Notice there are two types of data in this object. The first is the coordinates of the identified peaks ranges(peak_counts). The second is the annotation of the these regions mcols(peak_counts). The following table show the description of the second annotation item. Except for the first three columns, all annotations were obtained using ChIPSeeker::annotatePeak as described in the inst/scripts.

col_name description
peak The GEO sample identifier of the samples containing this peak in a CharacterList.
name The name of the peak in the set of unique merged peaks.
annotation genomic feature of the peak, for instance if the peak is located in 5’UTR, it will annotated by 5’UTR. Possible annotation is Promoter-TSS, Exon, 5’ UTR, 3’ UTR, Intron, and Intergenic.
geneChr Chromosome of the nearest gene
geneStart Gene start
geneEnd Gene end
geneLength Gene length
geneStrand Gene Strand
geneId Gene symbol
distanceToTSS Distance from peak to gene TSS

The metadata is a list of one object. studies is a data.frame containing the bibliography information of the studies from which the data were collected. Here we show the first entry in the studies object.

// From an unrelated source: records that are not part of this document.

PR #931, opened 2026-09-17
feat(telemetry): record optional worker_id on TaskSpawnEvent

### LINKED ISSUE #929: record `worker_id` on TaskSpawnEvent
(needs to be optional, tasks can be spawned off workers)

maskjelly:
Closes #929.

A `TaskSpawnEvent` said which task and where it was spawned, but not which worker ran the spawn — so a trace could not attribute spawns to workers the way poll events already are.

**The wire change:** an appended optional `worker_id` (`Option<WorkerId>`), `None` for spawns made off a worker. The format is self-describing, so existing decoders read old and new traces unchanged (absent field → `None`), which is the additive rule AGENTS.md states. `Option<WorkerId>` needed a `TraceField` impl that the orphan rule keeps out of `dial9-tokio-telemetry`, so the concrete per-type invocations in `dial9-trace-format` collapse into one blanket `impl<T: TraceField> TraceField for Option<T>` — verified byte-identical encoding for all 13 prior optional types.

**Where the id comes from, and the two traps checked:** the task-spawn hook runs on the *spawning* thread, so `RuntimeContext::spawning_worker_id` first compares `Handle::try_current()`'s id against the context's own bound runtime id — a spawn made by a worker of a *different* attached runtime would otherwise derive a global id that belongs to neither trace and pollute the other runtime's registry. It then re-derives the worker index live rather than reading the cached TLS id, so a thread that was once a worker (say, in the blocking pool after `block_in_place`) is not stamped with a stale one. Off-worker spawns record `None`, never sentinel 255.

**Consumers:** `analysis_events` decodes the field (with a `Some` round-trip assertion in the builtin test); the viewer's JavaScript reads fields by name and ignores the addition, verified; the one viewer file that *must* change is `trace_shape.rs`, which rejects built-in schemas whose field signature is not in its table — the new signature is accepted alongside the four historical ones and its completeness test covers it.

**Test:** `task_spawn_records_worker_id_only_when_spawned_on_a_worker` drives both paths deterministically — spawns from the `block_on` thread record `None` (the multi-thread `block_on` thread has no scheduler context), and an outer task running on a worker that spawns once records exactly that worker (captured by `current_worker_id()` inside the task). Pinning the field to `None` makes it fail (`left: [] right: [0]`), so it can see the difference it pins.

**Gates:** nightly-`fmt --check` (CI's rustfmt), macOS clippy across the three touched crates with the CI-equivalent feature sets, `cargo test -p dial9-tokio-telemetry` (135/135 via nextest; e2e included), `dial9-trace-format` (163/163), `dial9-viewer` lib incl. trace_shape (127 passed under the filter), and the no-`tokio_unstable` smoke job (68/68).

**Known limit and one ask:**
- A spawn inside `block_in_place` resolves `Some(old_worker)` because Tokio keeps the scheduler context on the thread; the same ambiguity CONTEXT.md documents for tid→worker mapping, and not detectable through the public API. Noted rather than faked.
- AGENTS.md asks for the demo trace to be regenerated on format changes. That capture needs a host with `perf_event_paranoid <= 1`; this macOS host cannot produce the canonical trace and a regenerated one would lose scheduling data. Nothing in CI depends on it (the new signature is accepted and old traces still read), but a maintainer on a perf-capable host should run `./scripts/regenerate_demo_trace.sh` before release.


dial9-tokio-telemetry/tests/end_to_end.rs
```diff
@@ -173,6 +173,81 @@ fn task_spawn_events_from_main_thread_are_captured() {
     );
 }
 
+/// Worker attribution: spawns that run on a worker carry that worker's id;
+/// spawns from the `block_on` thread (which is not a worker) carry `None`.
+#[cfg(tokio_unstable)]
+#[test]
+fn task_spawn_records_worker_id_only_when_spawned_on_a_worker() {
```
rcoh, line 180: given that this has some interaction w/ multi runtime, a test covering multi runtime behavior would be good

rcoh (commented):
looks good, one request for another test

maskjelly:
Added the multi-runtime test and force-pushed.

`task_spawn_from_a_foreign_runtime_worker_records_no_worker`: a second, unattached multi-thread runtime is built, a spawn into the recorded runtime is made from one of *its* workers, and the test asserts that spawn records `None` — while a control spawn made on the recorded runtime's own worker still records that worker. Both directions in one test, no timing dependence.

**It catches the bug it is for:** deleting the runtime-id check in `spawning_worker_id` makes it fail with `left: [0, 0], right: [0]` — the foreign worker's index mapped through this runtime's registry as worker `0`, a worker that never ran the spawn. Restored, 7/7 in the file.

(The same two-sided shape also covers the block_on-thread spawn, so the file now pins: worker → id, block_on thread → `None`, foreign worker → `None`.)

Gates re-run: nightly fmt, the `__nonlinux_all_features` clippy set, the end_to_end file. One note for whoever else builds locally: I had to `cargo clean -p dial9-tokio-telemetry` after another worktree shared this `CARGO_TARGET_DIR` — stale rmeta aside, nothing about the change itself.

rcoh (approved):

# print data of first study
metadata(peak_counts)$studies[1,]
#> # A tibble: 1 × 34
#>   CATEGORY BIBTEXKEY ADDRESS ANNOTE AUTHOR BOOKTITLE CHAPTER CROSSREF EDITION
#>   <chr>    <chr>     <chr>   <chr>  <list> <chr>     <chr>   <chr>    <chr>  
#> 1 ARTICLE  Brier2017 <NA>    <NA>   <chr>  <NA>      <NA>    <NA>     <NA>   
#> # ℹ 25 more variables: EDITOR <list>, HOWPUBLISHED <chr>, INSTITUTION <chr>,
#> #   JOURNAL <chr>, KEY <chr>, MONTH <chr>, NOTE <chr>, NUMBER <chr>,
#> #   ORGANIZATION <chr>, PAGES <chr>, PUBLISHER <chr>, SCHOOL <chr>,
#> #   SERIES <chr>, TITLE <chr>, TYPE <chr>, VOLUME <chr>, YEAR <dbl>,
#> #   ARCHIVEPREFIX <chr>, ARXIVID <chr>, DOI <chr>, EPRINT <chr>, ISBN <chr>,
#> #   ISSN <chr>, PMID <chr>, URL <chr>

Summary of the studies in the dataset

GEO series ID PubMed ID Num. of Samples Time (hr) Differentiation Stage Factor
SRP000630 18981474 18 0/ 24/ 48/ 72/ 96/ 144 0/1/2/3 PPARG/ RXRG/ POLR2A
SRP002283 20442865 1 NA 3 E2F4
SRP002337 20887899 15 -48/ 0/ 48/ 168 0/1/3 H3K4me3/ H3K27me3/ H3K36me3/ H3K4me2/ H3K4me1/ H3K27ac/ PPARG
SRP002507 20478996 2 0/ 6 0/1 CEBPB
SRP006001 21427703 13 0/ 2/ 4/ 48/ 144 0/1/3 CEBPB/ CEBPD/ NR3C1/ STAT5A/ RXRG/ PPARG/ POLR2A
SRP008061 21914845 1 24 1 TCF7
SRP009613 24315104 6 NA 0 PPARG/ JUN/ CREB1/ PSMB1/ Ubiquitin
SRP016054 23178591 4 NA/ 168 0/3 H3K4me3/ H3K27me3/ H3K9me2/ H3K9me3
SRP028367 23885096 7 168 3 PPARG/ MED1/ CEBPA/ POLR2A/ CREB1
SRP029985 24912735 3 0/ 168 0/3 KDM1A/ NRF1
SRP041129 24788520 10 NA 3 MED1/ CREB1/ EP300/ NCOR1/ CEBPA/ CEBPB/ ATF2/ JUND/ FOSL2
SRP041249 24857652 19 4 1 ATF2/ ATF7/ JUN/ FOSL2/ KLF4/ KLF5/ PBX1/ STAT1/ VDR/ RXRG/ MED1/ EP300/ SMARCA4/ H3K27ac/ H3K4me1/ H3K4me2
SRP042079 24953653 2 0 0 GPS2
SRP043216 25503565 8 NA 0 H3K27ac/ H3K27me3/ H3K36me3/ H3K4me1/ H3K4me3/ H3K79me2/ H3K79me3/ H4K20me1
SRP064188 26590716 11 0/ 144 0/3 H3K27me3/ H3K9me3/ SETDB1/ MBD1/ POLR2A
SRP065028 28398509 1 168 3 KMT2B
SRP078506 27899593 14 0/ 4/ 48 0/1 H3K4me3/ KDM5A/ KDM5C
SRP080809 28107648 2 NA 0 CEBPB
SRP100871 28475875 52 4/ 0/ 48/ 96/ 168 1/0/2/3 CTCF/ H3K27ac/ H3K4me1/ H3K4me2/ HDAC2/ HDAC3/ MED1/ NCOR1/ EP300/ SMC1A

Some of the samples included in this object are control samples.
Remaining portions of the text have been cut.